◆ **Task**
Line count for the string "backwards": state how many lines in the records below hold it, giving only the number.

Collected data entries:
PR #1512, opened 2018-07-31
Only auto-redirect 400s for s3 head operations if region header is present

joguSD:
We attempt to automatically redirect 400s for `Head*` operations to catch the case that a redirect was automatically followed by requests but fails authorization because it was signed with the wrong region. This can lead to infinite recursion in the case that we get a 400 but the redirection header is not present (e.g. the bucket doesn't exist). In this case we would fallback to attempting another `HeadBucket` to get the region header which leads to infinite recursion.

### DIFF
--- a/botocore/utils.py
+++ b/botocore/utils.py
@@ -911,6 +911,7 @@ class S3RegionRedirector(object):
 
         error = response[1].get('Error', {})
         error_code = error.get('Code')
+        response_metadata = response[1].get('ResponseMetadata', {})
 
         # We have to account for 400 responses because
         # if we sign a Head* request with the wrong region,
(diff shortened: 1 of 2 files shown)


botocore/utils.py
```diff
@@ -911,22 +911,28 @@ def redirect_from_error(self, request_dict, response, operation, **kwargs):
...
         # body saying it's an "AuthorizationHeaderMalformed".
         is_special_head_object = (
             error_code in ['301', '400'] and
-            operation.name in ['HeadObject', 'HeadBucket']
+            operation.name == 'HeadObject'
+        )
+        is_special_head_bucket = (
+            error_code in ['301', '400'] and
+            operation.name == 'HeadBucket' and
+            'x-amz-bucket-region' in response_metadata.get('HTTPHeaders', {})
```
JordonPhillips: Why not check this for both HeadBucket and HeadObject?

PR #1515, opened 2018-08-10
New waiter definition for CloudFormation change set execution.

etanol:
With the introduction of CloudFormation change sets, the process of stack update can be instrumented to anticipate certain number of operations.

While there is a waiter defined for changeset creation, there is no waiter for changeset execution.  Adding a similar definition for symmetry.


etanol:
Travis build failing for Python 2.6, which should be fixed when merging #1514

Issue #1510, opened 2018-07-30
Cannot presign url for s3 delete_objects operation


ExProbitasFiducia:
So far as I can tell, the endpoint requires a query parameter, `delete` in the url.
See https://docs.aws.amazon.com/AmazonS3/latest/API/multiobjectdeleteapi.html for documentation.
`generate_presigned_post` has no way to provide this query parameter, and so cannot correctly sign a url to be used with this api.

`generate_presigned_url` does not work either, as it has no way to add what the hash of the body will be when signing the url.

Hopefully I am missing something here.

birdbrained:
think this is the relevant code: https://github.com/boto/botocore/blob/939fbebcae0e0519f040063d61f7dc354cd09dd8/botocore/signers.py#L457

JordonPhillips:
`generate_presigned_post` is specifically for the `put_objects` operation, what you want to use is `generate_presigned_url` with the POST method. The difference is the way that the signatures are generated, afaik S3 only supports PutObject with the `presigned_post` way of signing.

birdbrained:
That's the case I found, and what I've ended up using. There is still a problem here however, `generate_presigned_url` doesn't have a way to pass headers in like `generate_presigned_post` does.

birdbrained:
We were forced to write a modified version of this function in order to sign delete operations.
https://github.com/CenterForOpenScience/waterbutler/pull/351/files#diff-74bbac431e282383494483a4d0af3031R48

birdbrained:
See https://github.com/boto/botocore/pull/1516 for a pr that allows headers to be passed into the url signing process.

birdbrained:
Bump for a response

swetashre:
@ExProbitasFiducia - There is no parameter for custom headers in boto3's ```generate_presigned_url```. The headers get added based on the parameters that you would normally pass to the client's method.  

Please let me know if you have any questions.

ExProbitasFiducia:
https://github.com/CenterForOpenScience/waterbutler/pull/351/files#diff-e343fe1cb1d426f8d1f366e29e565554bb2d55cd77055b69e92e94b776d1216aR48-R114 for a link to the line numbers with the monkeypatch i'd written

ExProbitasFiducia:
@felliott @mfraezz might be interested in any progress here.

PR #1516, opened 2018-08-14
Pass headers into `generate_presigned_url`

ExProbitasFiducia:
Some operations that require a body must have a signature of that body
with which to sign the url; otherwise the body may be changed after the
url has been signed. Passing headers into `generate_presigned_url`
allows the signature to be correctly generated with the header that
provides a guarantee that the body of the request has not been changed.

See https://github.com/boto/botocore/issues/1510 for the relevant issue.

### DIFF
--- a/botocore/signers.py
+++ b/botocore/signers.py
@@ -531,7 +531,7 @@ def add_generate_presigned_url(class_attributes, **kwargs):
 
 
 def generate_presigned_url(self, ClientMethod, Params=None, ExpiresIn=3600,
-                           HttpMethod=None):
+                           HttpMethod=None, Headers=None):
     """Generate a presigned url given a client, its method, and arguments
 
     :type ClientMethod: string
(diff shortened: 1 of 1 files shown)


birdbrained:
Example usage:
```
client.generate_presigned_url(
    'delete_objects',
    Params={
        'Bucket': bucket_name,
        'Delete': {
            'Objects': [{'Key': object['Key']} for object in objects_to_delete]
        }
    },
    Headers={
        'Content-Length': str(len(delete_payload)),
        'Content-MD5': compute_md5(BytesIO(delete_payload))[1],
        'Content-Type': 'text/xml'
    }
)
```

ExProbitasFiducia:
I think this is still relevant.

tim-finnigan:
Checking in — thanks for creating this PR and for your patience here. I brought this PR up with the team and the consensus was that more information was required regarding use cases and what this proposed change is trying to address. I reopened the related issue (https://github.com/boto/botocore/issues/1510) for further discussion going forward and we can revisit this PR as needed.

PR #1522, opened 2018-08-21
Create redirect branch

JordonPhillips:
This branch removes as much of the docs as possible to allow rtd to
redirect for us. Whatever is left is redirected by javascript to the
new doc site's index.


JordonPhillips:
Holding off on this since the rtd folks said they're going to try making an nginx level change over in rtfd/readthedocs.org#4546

---

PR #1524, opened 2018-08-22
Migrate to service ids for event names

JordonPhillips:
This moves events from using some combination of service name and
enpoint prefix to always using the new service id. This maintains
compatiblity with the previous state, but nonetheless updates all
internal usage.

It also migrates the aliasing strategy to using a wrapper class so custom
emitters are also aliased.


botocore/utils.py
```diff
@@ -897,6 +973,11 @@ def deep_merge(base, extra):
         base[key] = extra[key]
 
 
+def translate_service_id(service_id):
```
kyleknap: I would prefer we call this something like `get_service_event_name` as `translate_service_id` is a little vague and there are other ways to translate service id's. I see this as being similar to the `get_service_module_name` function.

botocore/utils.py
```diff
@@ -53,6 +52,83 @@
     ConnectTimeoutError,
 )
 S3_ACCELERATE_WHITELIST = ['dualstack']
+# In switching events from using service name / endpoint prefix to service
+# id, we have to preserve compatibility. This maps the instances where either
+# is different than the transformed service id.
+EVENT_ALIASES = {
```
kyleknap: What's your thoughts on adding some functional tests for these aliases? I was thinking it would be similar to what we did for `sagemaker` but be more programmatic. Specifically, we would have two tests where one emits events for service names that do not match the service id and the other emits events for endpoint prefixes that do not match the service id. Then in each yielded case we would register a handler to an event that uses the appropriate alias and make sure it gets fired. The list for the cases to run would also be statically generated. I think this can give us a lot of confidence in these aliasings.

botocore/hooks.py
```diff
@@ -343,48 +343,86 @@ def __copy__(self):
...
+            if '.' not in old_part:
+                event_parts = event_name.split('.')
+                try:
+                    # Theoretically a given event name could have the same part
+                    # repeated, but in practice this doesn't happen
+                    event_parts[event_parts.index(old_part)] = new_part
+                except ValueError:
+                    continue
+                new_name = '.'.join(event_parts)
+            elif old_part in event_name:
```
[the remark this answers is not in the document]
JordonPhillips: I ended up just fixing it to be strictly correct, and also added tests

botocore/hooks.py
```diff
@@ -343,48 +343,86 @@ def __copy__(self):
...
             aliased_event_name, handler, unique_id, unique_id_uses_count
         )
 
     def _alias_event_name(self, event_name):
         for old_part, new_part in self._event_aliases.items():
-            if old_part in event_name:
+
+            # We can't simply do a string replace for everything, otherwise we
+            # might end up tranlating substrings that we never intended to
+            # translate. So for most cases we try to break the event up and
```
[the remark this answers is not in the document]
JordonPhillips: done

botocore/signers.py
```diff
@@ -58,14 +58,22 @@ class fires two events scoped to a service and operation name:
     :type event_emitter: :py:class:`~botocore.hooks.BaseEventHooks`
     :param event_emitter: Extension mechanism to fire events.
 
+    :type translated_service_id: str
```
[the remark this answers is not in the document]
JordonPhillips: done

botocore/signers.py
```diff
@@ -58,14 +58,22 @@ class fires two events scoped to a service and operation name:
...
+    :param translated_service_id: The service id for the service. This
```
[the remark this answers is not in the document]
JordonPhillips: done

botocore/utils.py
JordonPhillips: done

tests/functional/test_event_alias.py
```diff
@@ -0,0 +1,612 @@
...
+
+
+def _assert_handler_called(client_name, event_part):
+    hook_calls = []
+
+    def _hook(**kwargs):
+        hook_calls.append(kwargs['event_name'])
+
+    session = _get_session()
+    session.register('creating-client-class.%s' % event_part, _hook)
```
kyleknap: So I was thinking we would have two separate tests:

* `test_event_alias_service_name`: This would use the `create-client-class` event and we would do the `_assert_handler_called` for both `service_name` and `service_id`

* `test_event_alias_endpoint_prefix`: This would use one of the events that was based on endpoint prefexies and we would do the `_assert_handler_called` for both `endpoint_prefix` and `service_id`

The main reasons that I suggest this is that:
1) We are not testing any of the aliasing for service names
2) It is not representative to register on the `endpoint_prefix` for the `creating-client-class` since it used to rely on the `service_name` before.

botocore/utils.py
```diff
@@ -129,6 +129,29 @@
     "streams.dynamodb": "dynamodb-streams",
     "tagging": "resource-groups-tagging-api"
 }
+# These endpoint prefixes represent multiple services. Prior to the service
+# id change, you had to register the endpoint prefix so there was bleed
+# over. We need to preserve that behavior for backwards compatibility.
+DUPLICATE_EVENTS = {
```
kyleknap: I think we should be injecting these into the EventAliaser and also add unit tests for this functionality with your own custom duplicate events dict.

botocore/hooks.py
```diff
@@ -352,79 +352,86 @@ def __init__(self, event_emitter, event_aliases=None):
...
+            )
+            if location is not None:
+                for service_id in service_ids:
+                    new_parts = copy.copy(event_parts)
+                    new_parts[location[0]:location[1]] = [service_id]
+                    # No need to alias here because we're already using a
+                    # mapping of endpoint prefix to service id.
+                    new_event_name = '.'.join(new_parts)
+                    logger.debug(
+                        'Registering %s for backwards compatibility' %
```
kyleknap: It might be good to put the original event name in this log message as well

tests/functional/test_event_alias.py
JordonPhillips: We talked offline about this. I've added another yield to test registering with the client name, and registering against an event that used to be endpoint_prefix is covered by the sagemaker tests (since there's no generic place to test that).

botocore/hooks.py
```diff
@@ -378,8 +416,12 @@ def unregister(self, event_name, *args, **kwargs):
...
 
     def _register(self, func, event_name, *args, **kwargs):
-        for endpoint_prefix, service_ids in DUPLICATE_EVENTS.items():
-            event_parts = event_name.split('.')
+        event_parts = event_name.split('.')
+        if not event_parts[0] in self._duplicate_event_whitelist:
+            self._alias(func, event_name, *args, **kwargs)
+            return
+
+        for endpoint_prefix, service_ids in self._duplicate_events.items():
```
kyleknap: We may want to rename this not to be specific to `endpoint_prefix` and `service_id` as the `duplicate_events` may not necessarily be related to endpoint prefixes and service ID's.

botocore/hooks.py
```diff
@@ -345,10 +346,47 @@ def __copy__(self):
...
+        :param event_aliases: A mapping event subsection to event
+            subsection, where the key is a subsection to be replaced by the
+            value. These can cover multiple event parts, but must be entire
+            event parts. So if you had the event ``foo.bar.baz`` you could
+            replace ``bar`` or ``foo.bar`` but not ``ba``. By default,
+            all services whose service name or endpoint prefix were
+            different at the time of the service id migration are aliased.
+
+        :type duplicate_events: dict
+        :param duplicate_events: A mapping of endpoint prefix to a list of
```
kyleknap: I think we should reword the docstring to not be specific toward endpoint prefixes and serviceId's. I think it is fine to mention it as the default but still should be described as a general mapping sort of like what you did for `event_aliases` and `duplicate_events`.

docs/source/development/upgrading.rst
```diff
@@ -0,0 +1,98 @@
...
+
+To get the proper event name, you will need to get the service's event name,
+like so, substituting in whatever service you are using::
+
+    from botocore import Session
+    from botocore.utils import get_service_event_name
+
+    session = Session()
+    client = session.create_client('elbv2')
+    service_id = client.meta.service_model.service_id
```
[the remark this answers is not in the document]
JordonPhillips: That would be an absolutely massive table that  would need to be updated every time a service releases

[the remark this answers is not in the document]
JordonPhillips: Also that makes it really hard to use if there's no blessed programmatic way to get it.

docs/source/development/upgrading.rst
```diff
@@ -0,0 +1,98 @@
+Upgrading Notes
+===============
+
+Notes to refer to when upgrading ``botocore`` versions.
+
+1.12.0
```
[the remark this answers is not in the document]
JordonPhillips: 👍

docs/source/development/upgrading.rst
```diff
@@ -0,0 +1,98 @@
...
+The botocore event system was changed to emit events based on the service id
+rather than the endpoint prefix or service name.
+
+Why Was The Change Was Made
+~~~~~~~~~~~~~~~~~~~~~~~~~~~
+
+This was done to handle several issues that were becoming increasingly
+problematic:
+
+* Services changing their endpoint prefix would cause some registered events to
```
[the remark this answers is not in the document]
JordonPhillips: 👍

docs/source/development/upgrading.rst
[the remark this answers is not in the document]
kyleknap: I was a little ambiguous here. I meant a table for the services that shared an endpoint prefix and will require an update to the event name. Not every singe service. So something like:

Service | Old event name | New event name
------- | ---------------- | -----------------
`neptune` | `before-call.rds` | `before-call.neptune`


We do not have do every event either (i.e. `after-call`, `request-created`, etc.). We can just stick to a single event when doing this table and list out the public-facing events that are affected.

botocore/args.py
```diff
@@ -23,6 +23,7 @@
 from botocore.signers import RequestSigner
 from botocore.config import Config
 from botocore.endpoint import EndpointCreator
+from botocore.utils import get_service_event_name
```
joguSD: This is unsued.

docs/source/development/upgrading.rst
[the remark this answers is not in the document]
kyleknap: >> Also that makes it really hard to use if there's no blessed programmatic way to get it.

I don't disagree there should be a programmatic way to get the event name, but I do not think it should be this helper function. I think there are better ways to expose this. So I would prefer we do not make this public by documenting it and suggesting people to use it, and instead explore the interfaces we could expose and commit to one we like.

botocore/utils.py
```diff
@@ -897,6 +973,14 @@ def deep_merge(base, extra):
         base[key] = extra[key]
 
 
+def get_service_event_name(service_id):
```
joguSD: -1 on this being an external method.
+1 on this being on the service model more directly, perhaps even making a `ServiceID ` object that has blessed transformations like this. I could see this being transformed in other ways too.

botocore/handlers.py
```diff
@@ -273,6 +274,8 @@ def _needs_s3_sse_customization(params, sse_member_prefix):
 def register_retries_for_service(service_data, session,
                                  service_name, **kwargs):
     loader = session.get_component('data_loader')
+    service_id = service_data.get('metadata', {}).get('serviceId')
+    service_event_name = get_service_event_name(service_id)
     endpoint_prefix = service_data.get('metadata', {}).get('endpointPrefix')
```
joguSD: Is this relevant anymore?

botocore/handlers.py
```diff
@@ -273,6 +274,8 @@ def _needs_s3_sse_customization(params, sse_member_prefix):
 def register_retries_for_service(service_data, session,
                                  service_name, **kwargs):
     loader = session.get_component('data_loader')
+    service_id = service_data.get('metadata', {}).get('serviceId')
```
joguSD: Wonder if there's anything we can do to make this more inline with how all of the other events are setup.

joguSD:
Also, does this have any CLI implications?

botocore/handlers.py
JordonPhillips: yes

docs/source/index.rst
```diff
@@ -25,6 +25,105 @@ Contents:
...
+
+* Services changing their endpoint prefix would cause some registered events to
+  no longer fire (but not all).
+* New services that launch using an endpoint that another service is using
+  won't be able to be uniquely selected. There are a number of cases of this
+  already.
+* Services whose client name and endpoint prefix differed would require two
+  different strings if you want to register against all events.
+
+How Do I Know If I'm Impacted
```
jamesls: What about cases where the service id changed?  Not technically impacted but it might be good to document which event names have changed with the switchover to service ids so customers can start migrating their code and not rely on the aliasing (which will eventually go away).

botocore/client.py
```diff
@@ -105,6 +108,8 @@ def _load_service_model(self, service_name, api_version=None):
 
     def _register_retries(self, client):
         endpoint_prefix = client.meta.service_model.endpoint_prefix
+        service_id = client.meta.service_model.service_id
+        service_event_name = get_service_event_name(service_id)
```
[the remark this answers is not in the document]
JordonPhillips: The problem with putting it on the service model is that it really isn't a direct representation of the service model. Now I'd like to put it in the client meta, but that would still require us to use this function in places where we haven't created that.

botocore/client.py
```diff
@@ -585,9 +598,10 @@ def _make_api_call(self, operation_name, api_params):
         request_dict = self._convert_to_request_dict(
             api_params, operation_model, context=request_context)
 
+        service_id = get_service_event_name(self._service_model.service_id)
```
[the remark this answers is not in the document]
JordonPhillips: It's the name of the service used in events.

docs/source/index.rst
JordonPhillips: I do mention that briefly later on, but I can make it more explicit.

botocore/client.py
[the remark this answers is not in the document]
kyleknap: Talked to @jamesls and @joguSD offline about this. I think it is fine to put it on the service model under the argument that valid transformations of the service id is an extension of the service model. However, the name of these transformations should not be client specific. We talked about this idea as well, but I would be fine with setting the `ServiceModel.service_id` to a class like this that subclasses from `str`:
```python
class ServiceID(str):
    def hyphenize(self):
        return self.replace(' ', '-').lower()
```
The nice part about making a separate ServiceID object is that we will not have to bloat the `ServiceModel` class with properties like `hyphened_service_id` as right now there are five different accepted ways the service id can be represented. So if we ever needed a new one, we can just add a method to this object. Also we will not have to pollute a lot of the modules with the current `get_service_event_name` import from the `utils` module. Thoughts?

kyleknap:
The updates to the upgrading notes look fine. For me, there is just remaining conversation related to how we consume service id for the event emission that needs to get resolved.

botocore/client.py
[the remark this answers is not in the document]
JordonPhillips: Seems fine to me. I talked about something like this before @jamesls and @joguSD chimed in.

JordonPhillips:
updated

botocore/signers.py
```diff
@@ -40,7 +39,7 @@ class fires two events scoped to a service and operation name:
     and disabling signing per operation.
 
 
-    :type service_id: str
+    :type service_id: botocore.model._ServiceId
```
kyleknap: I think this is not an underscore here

◆ **Problem solution**
2